6. Wireless and other operations. Connecting the thing to wi-fi was a breeze. As soon as I connected it to the wi-fi, I had to do two software updates. These were done automatically with no input by me. _Please note that the Literati will turn off but will not automatically restart like the K3 does - so remember to turn it on again._ It's easy enough to turn wireless off through the menu, but not as easy as the K3. I think the only place you can surf to is to the Kobo / Borders bookstore to buy books and other reading material. The computer connection is a standard USB (not micro USB) port, which is great since we have eleventy billion of these cables scattered around the house and they're cheap to replace. The power adapter, however, seems to be specialized so don't lose that! The power is separate from the data port and my computer didn't have a problem recognizing the device. There's no audio capability at all, but since I don't use that on my K3 either, it's fine by me.

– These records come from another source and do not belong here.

PR #1905, opened 2021-05-13
Change scope of createActionNumber

Camezza:
Allows for low level client window packet transactions to be made by specifying a valid actionId

### DIFF
--- a/docs/api.md
+++ b/docs/api.md
@@ -265,6 +265,7 @@
       - [bot.clickWindow(slot, mouseButton, mode, cb)](#botclickwindowslot-mousebutton-mode-cb)
       - [bot.putSelectedItemRange(start, end, window, slot, cb)](#botputselecteditemrangestart-end-window-slot-cb)
       - [bot.putAway(slot, cb)](#botputawayslot-cb)
+      - [bot.createActionNumber()](#botcreateactionnumber)
       - [bot.closeWindow(window)](#botclosewindowwindow)
       - [bot.transfer(options, cb)](#bottransferoptions-cb)
       - [bot.openBlock(block)](#botopenblockblock)
@@ -1805,6 +1806,10 @@ This function also returns a `Promise`, with `void` as its argument upon complet
 Can be useful in case the client is supposed to simulate without feedback from the server.
 
 Put the item at `slot` in the inventory.
+
+#### bot.createActionNumber()
+
+Create a valid actionId for lower level window operations
 
 #### bot.closeWindow(window)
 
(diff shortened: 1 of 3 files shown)


u9g:
Can you give an example of why something like this would need to be used?

Camezza:
For example, clicking a window slot:

```
                this.bot._client.write('window_click', {
                    windowId: window.id,
                    slot: slot,
                    mouseButton: mouseButton
                    action: this.bot.createActionNumber(),
                    mode: 0,
                    item: { blockId: -1 },
                });
```

u9g:
I suggest you take a look at [this](https://github.com/PrismarineJS/mineflayer/blob/master/docs/api.md#botclickwindowslot-mousebutton-mode-cb) because `bot.clickWindow(slot, mouseButton, 0)` does the same thing while having the benefit of abstraction from the raw packet.

Camezza:
Unfortunately, this solution didn't work for me due to inability to specify windows passed from the windowOpen event

u9g:
> Unfortunately, this solution didn't work for me due to inability to specify windows passed from the windowOpen event

this is a bug with bot.clickWindow because the opened window’s id should be entered itself

Camezza:
Is this able to be approved? Changes are complete, now it's a case of them being accepted or rejected

Karang:
> Is this able to be approved? Changes are complete, now it's a case of them being accepted or rejected

This PR only changes the doc, it doesn't modify the scope of the createActionNumber function. You need to modify https://github.com/PrismarineJS/mineflayer/blob/master/lib/plugins/inventory.js to do so.

Karang:
> > Unfortunately, this solution didn't work for me due to inability to specify windows passed from the windowOpen event
> 
> this is a bug with bot.clickWindow because the opened window’s id should be entered itself

To rephrase a bit what U9G said: you don't need to give clickWindow the window from the windowOpen event because it keeps track internally of what window is open. There can always be only one window open at a time, so you shouldn't ever care about specifying the id yourself.

Camezza:
> > Is this able to be approved? Changes are complete, now it's a case of them being accepted or rejected
> 
> This PR only changes the doc, it doesn't modify the scope of the createActionNumber function. You need to modify https://github.com/PrismarineJS/mineflayer/blob/master/lib/plugins/inventory.js to do so.

Ah sorry, my mistake. It has been updated.

> > > Unfortunately, this solution didn't work for me due to inability to specify windows passed from the windowOpen event
> > 
> > 
> > this is a bug with bot.clickWindow because the opened window’s id should be entered itself
> 
> To rephrase a bit what U9G said: you don't need to give clickWindow the window from the windowOpen event because it keeps track internally of what window is open. There can always be only one window open at a time, so you shouldn't ever care about specifying the id yourself.

I'll create another PR regarding this 👍

rom1504 (approved):

rom1504:
as explained above, this isn't needed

7. My devices came with: _e-reader, case, usb cable, adapter, quick start guide_. It said "charge your device for at least 6 hours before use". Pfft.  I used it right away and had no trouble. But it probably would be a good idea to power the thing up to full. Not sure what the battery life is like, but I am thinking it's far less than e-ink devices. If you need the manual, go to *http://www.literatireader.com/pdf/literati-manual_white_v3.pdf* and download the user guide! It is a good resource.

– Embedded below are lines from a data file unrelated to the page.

PR #1908, opened 2021-05-15
Fix crash

jkcoxson:
This adds a check to make sure the block actually exists, because this is crashing my bots.


KaffinPX (approved):
Looks legit

rom1504 (changes requested):
this is the wrong fix

in what case does this happen ? probably the digging should be canceled

rom1504:
please reopen if you want to finish it

PR #1919, opened 2021-05-21
Fix bot sometimes not being able to dig when raycasting

mat-1:


rom1504 (changes requested):
can you explain why that change make sense ? why 0 rather than 0.5 ?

All in all, the Literati seems like a decent e-reader, though I'm not sure it's worth the $199.99 it was originally marketed at. However, for less than $50, it's a fantastic deal and I think it's a great "starter device" for folks who aren't sure they want to invest more in a Kindle, Nook or Sony (or other) e-reader. I'm looking forward to being able to get books from my library and it's nice having a backup device around in case anything happens to my K3.

I hope this post helped.


----------



## GreenThumb

Wow, excellent post, ReaderK!  I'm amazed you still found some on the shelves!

I also got 3 of these (one for each child, and one for moi).  My kids went absolutely nuts over the color screen.  I bought Angie Sage's "The Magykal Papers", which is a heavily illustrated companion to her Septimus Heap series.  It's gorgeous on the color screen.  Easy to buy from Kobo, and downloaded perfectly.  I'm very pleased with my $32 purchases!!


----------



## Meemo

Here's something that helped me for reading in the dark, which I love about the Literati in "night" mode.  The down side is you can't see the page-turn arrows.  It would've been nice if they'd put a little bump at the arrows, but they didn't.  So I took some small star-shaped stickers on the arrows - that way I can feel them in the dark if my hand gets out of place.  

I do think from reading other places that when you're charging it it's supposed to be turned on, and I haven't noticed that it goes into any kind of sleep mode so I have to remind myself to turn it off when I'm done for the night - luckily I usually put my Kindle or nook to sleep rather than letting it go by itself, so that hasn't been too difficult.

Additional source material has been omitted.